Ex-NY Mayor de Blasio Plans to Run for House in Nadler’s Old District

Nadler, chair of the House Judiciary Committee, intends to run in the 12th District, currently represented by Rep. Carolyn Maloney, who heads the House Oversight Committee...

(Headline USA) Former New York City Mayor Bill de Blasio said Friday that he will run for Congress in a redrawn district that includes his Brooklyn home.

De Blasio, whose second mayoral term ended last year, announced on MSNBC’s Morning Joe that he will seek the Democratic nomination for the 10th Congressional District, which will include part of Manhattan and a swath of western Brooklyn.

Democratic U.S. Rep. Jerry Nadler represents New York’s 10th District now but will no longer live in the district under maps that have been redrawn under the supervision of a New York judge.

The ordeal follows a high-stakes gambit by New York Democrats to secure congressional advantages for themselves through egregious gerrymandering, despite the deep-blue state having lost a seat in the most recent US Census.

That effort was defeated in court, with the state’s top appeals court—comprising all Democrat-appointed judges—having the final say that the map violated New York’s constitution.

The ruling party’s refusal to submit more reasonable maps put it under the purview of conservative Judge Patrick McAllister, who had given Democrats a deadline to submit new ones before the state’s primary.

The legal failure threw Democrats into disarray by forcing several incumbents into the same district.
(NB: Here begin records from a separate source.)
PR #392, opened 2018-08-30
feat(datepicker): clone into repo

tadjohnston:

* moved repo into react-ui-core since it's only 2 files


lfender6445:
I'm good w this but could I ask for storybook entry?

PR #393, opened 2018-09-04
feat(Markers): grey pins for isBasic listings

paulpostel:
[Card](https://rentpath.leankit.com/card/716386936)

All isBasic listings should now receive the grey pin, rather than just the !isActive listings.  isBasic listings are composed of tplsource === 'INACTIVE' + tplsource === 'LNP' (aka "Large Never Paid"). The LNP listings are a new set being added by the inventory team.


tadjohnston:
Please use `git cz` to format your commit properly.

PR #395, opened 2018-09-06
feat(date-fns): upgrading package

tadjohnston:

Fixes a ton of issues with the react-basic-datepicker
* moves it to 2.x (exports are named differently
* clean up of value in datepicker. there is now only one source of truth for both the datepicker selected date and the input value
* add a lot more test coverage and fix other tests
* added react-themed to calendar
* made the input an `<Input />` from react-ui-core
* add ability to format the input value based on the format prop from typing in a valid date in the input field that doesn't match
* added `classnames` to the Calendar so it no longer puts a space on the end of the classname when only one class
* removed `DateInput`. now using the `DatePicker` directly instead.

[Card](https://rentpath.leankit.com/card/705992503)


tadjohnston:
Coverage for the 2 files added:
```
 src/DatePicker           |    96.92 |    95.45 |    93.75 |    96.77 |                   |
  Calendar.js             |      100 |      100 |      100 |      100 |                   |
  DatePicker.js           |    94.29 |    92.86 |    88.89 |    93.94 |             53,58 |
  index.js                |      100 |      100 |      100 |      100 |                   |
```

packages/react-ui-core/package.json
```diff
@@ -40,7 +40,7 @@
     "babel-plugin-transform-runtime": "6.23.0",
     "babel-preset-env": "^1.7.0",
     "babel-preset-react": "6.24.1",
-    "date-fns": "^1.29.0",
+    "date-fns": "2.0.0-alpha.16",
```
mpelzsherman: This is a newer version than the one we're using in AG.js. Do we really need 2 different versions?

packages/react-ui-core/src/DatePicker/DatePicker.js
```diff
@@ -79,72 +58,92 @@ export default class DatePicker extends Component {
     document.removeEventListener('click', this.onOutsideClick, false)
   }
 
+  @autobind
   onOutsideClick(event) {
-    if (!this.mainNode.contains(event.target) && this.state.showCalendar) {
+    if (!this.picker.current.contains(event.target) && this.state.showCalendar) {
```
mpelzsherman: Will `picker.current` always exist?

stories/core/DatePicker.js
```diff
@@ -0,0 +1,28 @@
+import React from 'react'
+import { action } from '@storybook/addon-actions'
+import { DatePicker } from 'react-ui-core/src'
+
+export const DefaultDatePicker = (
+  <DatePicker
+    value="10/10/2018"
+    onClick={action('picked a date')}
```
grenti: I noticed that onClick sends the entire `HtmlInputElement` class to the action logger. Perhaps `onChange` is better because it'll display the `selectedDate` that was passed in `DatePicker.dateChange`?

packages/react-ui-core/src/DatePicker/__tests__/Calendar-test.js
```diff
@@ -1,110 +1,224 @@
...
 
-  it('date can be formatted by prop', () => {
-    const calendar = shallow(<Calendar dateFormat="YYYY-MM-DD" />)
-    expect(format(calendar.state().date, 'YYYY-MM-DD')).toEqual(format(new Date(), 'YYYY-MM-DD'))
+  describe('dateFormat', () => {
+    it('uses default `dateFormat` when none passed', () => {
+      const wrapper = setup()
+      const date = wrapper.state().date
+      const dateFormat = wrapper.instance().props.dateFormat
+      expect(format(date, dateFormat)).toEqual(format(new Date(), dateFormat))
```
mpelzsherman: I'm not sure this test does what it says it does. Shouldn't it be

```javascript
expect(format(date)).toEqual(format(date, DATE_FORMAT))
```

??

stories/core/DatePicker.js
```diff
@@ -0,0 +1,28 @@
...
+    placeholderText="Date"
+  />
+)
+
+export const DatePickerReadOnly = (
+  <DatePicker
+    value="11/01/2018"
+    onClick={action('picked a date')}
+    placeholderText="Date"
```
grenti: nitpick: I think you meant `placeholder` - react-dom is complaining about this after getting spread on the input field.

packages/react-ui-core/src/DatePicker/__tests__/Calendar-test.js
```diff
@@ -1,110 +1,224 @@
...
+    })
+
+    it('uses custom `dateFormat` when no passed', () => {
```
mpelzsherman: "When no passed"?

packages/react-ui-core/src/DatePicker/__tests__/DatePicker-test.js
```diff
@@ -1,86 +1,278 @@
...
+
+          expect(wrapper.state('value')).toEqual(date)
+          expect(wrapper.state('isValidDate')).toBe(true)
+        })
+      })
+    })
 
-    expect(input.props().readOnly).toBeTruthy()
+    it('does not format the `value` and sets `isValidDate` to false when value is not valid', () => {
+      const value = '111-111-11'
```
mpelzsherman: What do you think about using more of an "edge casey" value, like '1/32/2018'?

packages/react-ui-core/src/DatePicker/__tests__/Calendar-test.js
orionstein: Also, why are we testing this? Are we testing something on our end, or are we retesting date-fn/format?

packages/react-ui-core/package.json
tadjohnston: It will get upgraded once this is merged and published.  This is a dev dep here. It's listing `^2.0.0` as a peer dep.

packages/react-ui-core/src/DatePicker/DatePicker.js
tadjohnston: Yes... it's a reference.  That's the way you reference a react component that's been mounted.

packages/react-ui-core/src/DatePicker/__tests__/DatePicker-test.js
tadjohnston: That's fine, I can do that 👍

stories/core/DatePicker.js
tadjohnston: You're right! Not sure how that got in there 🤦‍♂️

packages/react-ui-core/src/DatePicker/__tests__/Calendar-test.js
tadjohnston: @mpelzsherman, this is testing against the default prop if none passed.  The format for the default is _not_ the DATE_FORMAT at the top of the screen.  

@orionstein we're just making sure no one removes the default `format` prop or modifies it. It might be a little overkill... 🤷‍♂️

stories/core/DatePicker.js
tadjohnston: Yeah, this should _really_ be `onChange` in the story...

packages/react-ui-core/package.json
mpelzsherman: You mean AG will get upgraded, I assume.

packages/react-ui-core/src/DatePicker/__tests__/Calendar-test.js
mpelzsherman: It's confusing to me because you're saying "if none passed", but it looks like you ARE passing in a dateFormat. Or maybe you mean "if no **date** is passed"? It's ambiguous. In either case, wouldn't it be clearer to pass in `null` or `undefined` explicitly, rather than forcing the reader to confirm that the wrapper data is undefined? The same applies to the 'date state' tests above BTW. It's just a suggestion, but I think this would make the tests more readable.

PR #397, opened 2018-09-11
chore(packages): upgrades to fix broken unit tests

tadjohnston:
@rentpath/react-ui-tracking, @rentpath/react-ui-utils

Fix broken unit tests with jest


tadjohnston:
There is an issue where coverage isn't reporting correctly.  I can't seem to find anything about this in jest issues, but I really don't want to spend more time on trying to fix it right now since it seems like something they did anyway.

PR #403, opened 2018-09-18
fix(OverlayView): fix race condition of container initialization

ostlerp:

[Card](https://rentpath.leankit.com/card/722560743)
Fix race condition where OverlayView would not render after initialization

### DIFF
--- a/packages/react-ui-core/src/Gmap/OverlayView.js
+++ b/packages/react-ui-core/src/Gmap/OverlayView.js
@@ -21,6 +21,13 @@ export default class OverlayView extends PureComponent {
     theme: {},
   }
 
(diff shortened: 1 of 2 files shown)


ostlerp:
> This looks good, but wondering if there's an easy way to test for race condition failure/success?

Good question! I added a test to verify that the state is getting updated, but since it doesn't really render like a traditional component I'm not sure how else to test this. I'm open to suggestions if there are ideas to cover this better!

ostlerp:
Based on some feedback from @tadjohnston I've added a check for the `state.initialized` value in the render function so its a little more clear why there's a state value for it

PR #406, opened 2018-09-27
Use setState callback to ensure state despite asynchrony

jamessral:
Depending on `this.state` before and after the call can cause a subtle bug (in this case calling the onVisibilityChange callback twice when a parent component calls `setState`). Using the callback syntax to set state and the after set callback ensures that everything happens synchronously and the values in `this.state` are what we expect.

#### **Edit:** This is the real issue below

It is possible with event queueing that the caught event is that of the immediate child.
Include a
new and specific data attribute to reliably check to see if the Dropdown or the anchor is the target
of the click.
Also clean up setState logic in toggleVisibility to not rely on state before and
after setState call.

### DIFF
--- a/packages/react-ui-core/src/Dropdown/Dropdown.js
+++ b/packages/react-ui-core/src/Dropdown/Dropdown.js
@@ -54,21 +54,25 @@ export default class Dropdown extends Component {
     const { onVisibilityChange, toggleOnSelect } = this.props
     const visible = toggleOnSelect ? !this.state.visible : true
 
-    this.setState({ visible })
     if (this.state.visible !== visible) {
       onVisibilityChange(visible)
+      this.setState({ visible })
     }
   }
 
   @autobind
-  changeVisibility(visible) {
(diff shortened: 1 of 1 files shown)


tadjohnston:
Other than the one comment, 👍

jamessral:
@gabepages @WinstonMain Sorry, I didn't see the reviews from y'all. I'm still checking this out by linking it to rent-js and my premature rebase got rid of your comments

packages/react-ui-core/src/Dropdown/Dropdown.js
```diff
@@ -54,21 +54,22 @@ export default class Dropdown extends Component {
...
     const visible = toggleOnSelect ? !this.state.visible : true
 
-    this.setState({ visible })
     if (this.state.visible !== visible) {
       onVisibilityChange(visible)
+      this.setState({ visible })
     }
   }
 
-  @autobind
```
jamessral: This was unused

PR #411, opened 2018-10-04
fix(Dropdown): add conditional CSS className for Dropdown

jamessral:

add conditional CSS className for Dropdown, expand or collapse

### DIFF
--- a/packages/react-ui-core/src/Dropdown/Dropdown.js
+++ b/packages/react-ui-core/src/Dropdown/Dropdown.js
@@ -102,7 +102,7 @@ export default class Dropdown extends Component {
   render() {
     const {
       theme,
-      visible,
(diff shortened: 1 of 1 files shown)


packages/react-ui-core/src/Dropdown/Dropdown.js
```diff
@@ -111,18 +111,21 @@ export default class Dropdown extends Component {
       ...props
     } = this.props
 
+    const isVisible = this.state.visible
```
ninomichaels: could also just destructure this and use `visible ? 'expand' ... ` ? but nbd

jamessral: There is already one called `visible` from props.

PR #412, opened 2018-10-05
feat(Markers): zIndex aptguide map pins above other pins

ostlerp:

[Card](https://rentpath.leankit.com/card/740371798)
Based on the source of a property, zindex the map pins appropriately

### DIFF
--- a/packages/react-ui-ag/src/Gmap/Markers.js
+++ b/packages/react-ui-ag/src/Gmap/Markers.js
@@ -39,6 +39,8 @@ export default class Markers extends PureComponent {
     return feature => {
       const isBasic = get(feature, 'properties.isBasic', false)
       const scale = get(feature, 'properties.iconScale', 1)
+      const source = get(feature, 'properties.source', '')
+      const zIndex = typeof source === 'string' && source.toLowerCase() === 'aptguide' ? 2 : 1
       const icon = !isBasic ? markerIcon : markerInactiveIcon
 
       return {
@@ -52,7 +54,7 @@ export default class Markers extends PureComponent {
           if (onMouseOut) onMouseOut(marker)
         },
         ...this.props.marker(feature),
-        zIndex: !isBasic ? 2 : 1,
+        zIndex,
       }
     }
   }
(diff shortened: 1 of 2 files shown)


packages/react-ui-ag/src/Gmap/Markers.js
```diff
@@ -39,6 +39,8 @@ export default class Markers extends PureComponent {
     return feature => {
       const isBasic = get(feature, 'properties.isBasic', false)
       const scale = get(feature, 'properties.iconScale', 1)
+      const source = get(feature, 'properties.source', '')
+      const zIndex = typeof source === 'string' && source.toLowerCase() === 'aptguide' ? 2 : 1
```
mpelzsherman: Is the `typeof` check really needed here? I thought `===` took care of that.

ostlerp: `toLowerCase` is a string specific function, which is why I wanted to make sure it was a string first

packages/react-ui-ag/src/Gmap/Markers.js
```diff
@@ -52,7 +54,7 @@ export default class Markers extends PureComponent {
           if (onMouseOut) onMouseOut(marker)
         },
         ...this.props.marker(feature),
-        zIndex: !isBasic ? 2 : 1,
```
mpelzsherman: Is the `isBasic` logic no longer needed?

mpelzsherman: NM, I see that's the whole point of the PR!

ostlerp: haha `isBasic` is still used to determine whether its a red or a grey icon

packages/react-ui-ag/src/Gmap/Markers.js
mpelzsherman: Would this be even better, perhaps?

```javascript
  typeof source.toLowerCase === 'function'
```

ostlerp: If source is `undefined` that will cause a type error. "Cannot read property toLowerCase of undefined"

PR #415, opened 2018-10-23
fix(photo): ssr missing img tag

tadjohnston:

Issue: We render the \`\` tag with SSR before. Bbut what happens is the DOM img is loaded in
concurrently while the client bundle is loaded in. So trying to use \`onError\` which react intercepts
ends up in a race condition where the img throws an error in the dom first potentially.
Fix:
Offload setting of src to the handler. Check for differences in src !== fallbackUrl and make
adjustments accordingly. State has to be fired if these 2 are the same so the mounted component will
update and force a re-render.

### DIFF
--- a/packages/react-ui-core/src/Photo/Photo.js
+++ b/packages/react-ui-core/src/Photo/Photo.js
@@ -32,15 +32,18 @@ export default class Photo extends PureComponent {
   constructor(props) {
     super(props)
 
+    this.img = React.createRef()
+
     this.state = {
       url: this.props.url,
-      error: false,
     }
   }
 
   componentDidMount() {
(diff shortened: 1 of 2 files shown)


packages/react-ui-core/src/Photo/Photo.js
```diff
@@ -98,9 +101,21 @@ export default class Photo extends PureComponent {
     )
   }
 
+  get isFallback() {
```
ninomichaels: I believe this would be the same:
```suggestion
  get isFallback() {
    return this.img.current && (this.img.current.src === this.props.fallbackUrl)
  }
```

tadjohnston: 👍

PR #420, opened 2018-11-01
fix(es): wrong env preset

tadjohnston:
@rentpath/react-ui-tracking, @rentpath/react-ui-utils

IE11 didn't like the preset for some reason still. This one works and better than what was previously here.


tadjohnston:
Merging as the current was broken in IE11 anyway.

PR #422, opened 2018-11-02
feat(carousel): add thumbs option

cwklausing:
[Card](https://rentpath.atlassian.net/browse/AL-35)

Creates prop that gives ability to add thumbnail previews to `react-image-gallery`.

This PR is a dependency for [this](https://github.com/rentpath/ag.js/pull/5648) PR

### DIFF
--- a/packages/react-ui-core/src/Carousel/Carousel.js
+++ b/packages/react-ui-core/src/Carousel/Carousel.js
@@ -29,6 +29,7 @@ export default class Carousel extends Component {
     selectedIndex: PropTypes.number,
     onSlide: PropTypes.func,
     showNav: PropTypes.bool,
+    showThumbs: PropTypes.bool,
     navigation: PropTypes.shape({
       previous: PropTypes.oneOfType([
         PropTypes.node,
@@ -60,6 +61,7 @@ export default class Carousel extends Component {
 
   static defaultProps = {
     showNav: false,
+    showThumbs: false,
     lazyLoad: false,
     theme: {},
   }
@@ -197,6 +199,7 @@ export default class Carousel extends Component {
       items,
       navigation,
       pagination,
+      showThumbs,
       ...rest
     } = this.props
 
@@ -212,11 +215,12 @@ export default class Carousel extends Component {
           items={this.items}
           renderItem={this.renderItem}
           onSlide={this.onSlide}
-          showThumbnails={false}
+          showThumbnails={showThumbs}
           showPlayButton={false}
           showFullscreenButton={false}
           startIndex={selectedIndex}
           infinite={false}
+          lastThumbnailOffset={showThumbs ? 3 : null}
           swipeThreshold={10}
           preventDefaultTouchmoveEvent
           {...rest}
--- a/packages/react-ui-core/src/Carousel/PhotoCarousel.js
+++ b/packages/react-ui-core/src/Carousel/PhotoCarousel.js
@@ -21,6 +21,7 @@ export default class PhotoCarousel extends PureComponent {
       }),
     ),
     server: PropTypes.string.isRequired,
+    showThumbs: PropTypes.bool,
     isBackgroundImage: PropTypes.bool,
     lazyLoad: PropTypes.oneOfType([
       PropTypes.bool,
@@ -74,6 +75,7 @@ export default class PhotoCarousel extends PureComponent {
       theme,
       items,
       lazyLoad,
+      showThumbs,
       ...rest
     } = this.props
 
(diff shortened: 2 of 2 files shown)


mpelzsherman:
Looks good! Do we need to add any tests?

cwklausing:
I'm not sure... since we're just passing props (which default to false), I'm inclined to say no. But would also be easy to add a quick prop check if we were interested.

tadjohnston:
Why is this needed? From the looks of it, `...rest` should handle this without needing to add the right right?

tadjohnston:
Why is this needed? From the looks of it, `...rest` should handle this without needing to add the right right? You would just need to pass `showThumbnails` instead.

packages/react-ui-core/src/Carousel/Carousel.js
```diff
@@ -212,11 +215,12 @@ export default class Carousel extends Component {
           items={this.items}
           renderItem={this.renderItem}
           onSlide={this.onSlide}
-          showThumbnails={false}
+          showThumbnails={showThumbs}
```
barelyfitz: Why not name the prop `showThumbs`? Seems like having two different names just confuses things.

cwklausing: fair enough--I think that makes sense.

packages/react-ui-core/src/Carousel/Carousel.js
```diff
@@ -212,11 +215,12 @@ export default class Carousel extends Component {
...
           showPlayButton={false}
           showFullscreenButton={false}
           startIndex={selectedIndex}
           infinite={false}
+          lastThumbnailOffset={showThumbs ? 3 : null}
```
tadjohnston: What if we wanted 4? How does that work here?

mpelzsherman:
@tadjohnston I get the reluctance to add unnecessary props, but I think a `showThumbnails` prop makes sense on `Carousel`. Exposing props in the component where they are most likely to be used is a lot more developer-friendly.

cwklausing:
In light of Tad's comments about the `...rest`, I think we can achieve anything we need here without altering React-UI

tadjohnston:
@mpelzsherman I disagree. It's not ideal to keep adding one-off props to appease a use case in one repo.  The fact that the component here can already handle the prop in question means it's flexible enough to handle what's thrown at it which was the original intention of writing components in this library in this manner.  If we were to add a prop in every situation, this would become a mess and also require a publish / release every single time.  

These are all the props react-image-gallery currently takes in:
```
    flickThreshold: PropTypes.number,
    items: PropTypes.array.isRequired,
    showNav: PropTypes.bool,
    autoPlay: PropTypes.bool,
    lazyLoad: PropTypes.bool,
    infinite: PropTypes.bool,
    showIndex: PropTypes.bool,
    showBullets: PropTypes.bool,
    showThumbnails: PropTypes.bool,
    showPlayButton: PropTypes.bool,
    showFullscreenButton: PropTypes.bool,
    disableThumbnailScroll: PropTypes.bool,
    disableArrowKeys: PropTypes.bool,
    disableSwipe: PropTypes.bool,
    useBrowserFullscreen: PropTypes.bool,
    preventDefaultTouchmoveEvent: PropTypes.bool,
    defaultImage: PropTypes.string,
    indexSeparator: PropTypes.string,
    thumbnailPosition: PropTypes.string,
    startIndex: PropTypes.number,
    slideDuration: PropTypes.number,
    slideInterval: PropTypes.number,
    swipeThreshold: PropTypes.number,
    swipingTransitionDuration: PropTypes.number,
    onSlide: PropTypes.func,
    onScreenChange: PropTypes.func,
    onPause: PropTypes.func,
    onPlay: PropTypes.func,
    onClick: PropTypes.func,
    onImageLoad: PropTypes.func,
    onImageError: PropTypes.func,
    onTouchMove: PropTypes.func,
    onTouchEnd: PropTypes.func,
    onTouchStart: PropTypes.func,
    onMouseOver: PropTypes.func,
    onMouseLeave: PropTypes.func,
    onThumbnailError: PropTypes.func,
    onThumbnailClick: PropTypes.func,
    renderCustomControls: PropTypes.func,
    renderLeftNav: PropTypes.func,
    renderRightNav: PropTypes.func,
    renderPlayPauseButton: PropTypes.func,
    renderFullscreenButton: PropTypes.func,
    renderItem: PropTypes.func,
    stopPropagation: PropTypes.bool,
    additionalClass: PropTypes.string,
    useTranslate3D: PropTypes.bool,
    isRTL: PropTypes.bool
```

So where do you stop in adding these? Is it very developer friendly to spread props like we're doing? Probably not, but I don't see how that's any different than having to track a prop (prop drilling) through multiple levels possibly.

Unless you're specifically adding logic for the prop coming in or you're doing something weird with props where you need to desctructure it, there generally isn't a good use case to add it IMO.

Rep. Alexandria Ocasio–Cortez called for Rep. Sean Patrick Maloney, the chair of the Democratic Congressional Campaign Committee, to resign after Maloney announced that he planned to run in the same district as freshman “Squad” member Mondaire Jones.

Nadler, chair of the House Judiciary Committee, has said he believed the new maps are unconstitutional—but if the proposed districts do become final on Friday, he intends to run in the 12th District, currently represented by Rep. Carolyn Maloney, who heads the House Oversight Committee.

The primary has been pushed back from June to August 23.

De Blasio, 61, toyed with running for governor this year but decided not to challenge incumbent Democrat Kathy Hochul. He also had a short-lived run for president in 2019.

But the widely unpopular mayor struggled to get traction even within his own party and exited the race with near-zero support in polls.